Sup fellas. I moved to my cabin in PA a couple years ago, but still visit Akron frequently. Some of you may remember me. Anyway, the lawn where my cabin sits produces blacks every year. They began to show up few years after I brought some that I picked in Summit county to PA and dried them outside on my porch. What are the odds? I don't know, but they have to be pretty high. Well, here's the pics from today

























In my estimation this has every right to be posted here as it's very likely (well, I'm positive about it) that these were Ohio morels that were relocated, as it were. Take care everyone


----------



## the shroominator

Hey Dig! I do remember you talking about that. That's pretty cool! Is that a chestnut tree you have in your yard? Judging by the hulls that's my best guess.


----------



## dig

Hey thx, ksu. And yeah, shroominator, we love it. And it's funny you say that about the tree, too. Ironic actually. The hulls you see are from a shagbark hickory just outside of the pics. Also just outside the pics is an American chestnut I planted about 10 years ago, but not mature enough to bear nuts. Funny huh? Those are the only two trees anywhere near where those morels grow, right on the edge of the patch. Not sure either play a mycorrhizal role, however.


----------



## jdk32581

My continued quest to find Blacks in NE Ohio begins this weekend.....

Question:

If you could look in only one type of habitat/terrain/tree type area for Blacks where would you look?


----------



## dig

jdk32581 said:


> My continued quest to find Blacks in NE Ohio begins this weekend.....
> 
> Question:
> 
> If you could look in only one type of habitat/terrain/tree type area for Blacks where would you look?

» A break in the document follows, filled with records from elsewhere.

PR #590, opened 2019-02-28
Small refactoring of pandas_df_util and baseline notebook

loomlike:
### Description
This PR includes changes of baseline notebook to utilize a util function when filter out seen items.
Also other minor changes are:
* Refactor pandas_df_util
* Add concluding remark section to the baseline notebooks

### Checklist:

- [x] I have added tests.


notebooks/02_model/baseline_deep_dive.ipynb
```diff
@@ -196,7 +195,7 @@
     "    header=['UserId', 'MovieId', 'Rating', 'Timestamp']\n",
     ")\n",
     "\n",
-    "data.head()"
+    "display(data.head())"
```
miguelgfierro: about `display`, removing it would give the exact same result as `data.head()`, is that right? if so, I think we should remove it for consistency with the rest of the notebooks

loomlike: I personally like to call 'display' explicitly for two reasons,
1. It shows my intention explicitly, like "I'm gonna display this data here"
2. If the cell printout some lines after data.head(), dataframe will be not showing. If use display(data.head()) and printout texts after that, both are shown up correctly.

But also agree would be good to have consistency. What do you think? I will follow Rome's rule ;-)

miguelgfierro: I'm ok with whichever you prefer, but I would say we should have consistency, so all with display or all without display. Up to you :-)

loomlike: yes sir! I'm changing the notebook. will ping you once done!

notebooks/02_model/baseline_deep_dive.ipynb
```diff
@@ -195,7 +195,7 @@
     "    header=['UserId', 'MovieId', 'Rating', 'Timestamp']\n",
     ")\n",
     "\n",
-    "display(data.head())"
+    "data.head()"
```
gramhagen: this is at least cross-platform, but it will render as just the first row in databricks.
you might want to do data.head(5) or something, unless we want to build a utility to check the platform and call display or not

loomlike: @gramhagen Does Databricks draw pd.dataframe with data.head() or should we call display(...) explicitly?

gramhagen: no, you just see text details of the row, so actually display would look better (though you still want to define how much of the head to show)
```display(df.head(10))```

loomlike: Got it. Currently, other notebooks are not using display() so I will just follow them for now, but this is good to know.

PR #592, opened 2019-03-01
adding vowpal wabbit wrapper

gramhagen:
### Description
new wrapper for vowpal wabbit to support common interface for model instantiation, fit, and predict methods. this is a stop-gap solution until the vw python bindings (and sklearn interface) can be cleanly installed in a conda env for use in the notebooks here.
the unittests do not require vw to be installed, but for this class to work for real vw must be installed on the operating system it is running on, and on the path for the python process calling this (i.e. commands such as 'vw -f test.model -d train.dat' should work)

### Related Issues
#513
#534 

### Checklist:

- [x] I have added tests.

### DIFF
--- a/reco_utils/recommender/vowpal_wabbit/__init__.py
+++ b/reco_utils/recommender/vowpal_wabbit/__init__.py
@@ -1,0 +1,8 @@
+__title__ = "Microsoft Recommenders"
+__version__ = "2019.02"
+__author__ = "RecoDev Team at Microsoft"
+__license__ = "MIT"
+__copyright__ = "Copyright 2018-present Microsoft Corporation"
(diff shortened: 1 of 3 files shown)


reco_utils/recommender/vowpal_wabbit/__init__.py
```diff
@@ -0,0 +1,8 @@
+__title__ = "Microsoft Recommenders"
```
miguelgfierro: we don't need this info here, I guess you copied this from the root folder of recommenders

>

gramhagen: oops yep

I've had the best luck looking around tulip poplar/ tulip trees. Those areas also had white ash as well, but not as prevalent nor were the blacks as near to them as the former. That being said, I've also found them among oaks, maple and black cherry as well. As far as morels go, blacks are by far the most enigmatic. Hope this helps. Happy hunting


----------



## dig

Hey, ksu. Sorry, meant to say thx to you for the comment on my cabin. We built it ourselves back in '99. It's my haven, my sanctuary and now my home. We still get big yellows on the islands on French Creek that you can see in the pics. There are a number of islands all loaded with huge sycamores and they all produce bounties of equally huge yellows, only it's sporadic at best as to which of them really produce. But, we always find some. We'll see how this year goes...


----------



## dig

After a closer scrutinizing of my morel patch I counted over 30. A few were the smallest blacks I've ever seen, with one smaller than a Q-tip. My thumb for perspective


----------



## jdk32581

Hey Dig

Do those islands you speak of ever get completely submerged/flooded by heavy rains? I know an area near me like that with huge sycamores. Do you find those big sycamore yellows late in the season?

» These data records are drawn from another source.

PR #596, opened 2019-03-01
Svd dd wutao

wutaomsft:
### Description

I tried to improve readability of this notebook by revising the intro.  
I re-arranged the sections so they are more consistent with other notebooks (e.g., remove a separate section on removing duplicates).  
Also, the academic bibliography style of making references is not very effective in notebooks, so I tried to make the links directly available where they are referenced.  
I added a section for additional reading if people are interested in more materials.
I am also proposing bibliography in other notebooks to follow the same style.  Will create an issue for this.

### Checklist:

- [x] I have added tests.

### DIFF
--- a/notebooks/02_model/surprise_svd_deep_dive.ipynb
+++ b/notebooks/02_model/surprise_svd_deep_dive.ipynb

Problem within the area I know is my sycamores are surrounded by stinging nettles which can be awful when you run into a patch in shorts.


----------



## dig

jdk32581 said:


> Hey Dig
> 
> Do those islands you speak of ever get completely submerged/flooded by heavy rains? I know an area near me like that with huge sycamores. Do you find those big sycamore yellows late in the season?
> 
> Problem within the area I know is my sycamores are surrounded by stinging nettles which can be awful when you run into a patch in shorts.


yeah, jdk, the islands flood almost yearly...once, sometimes several times during winter/ early spring. But not always. However, when they do it does seem to negatively impact morel growth. 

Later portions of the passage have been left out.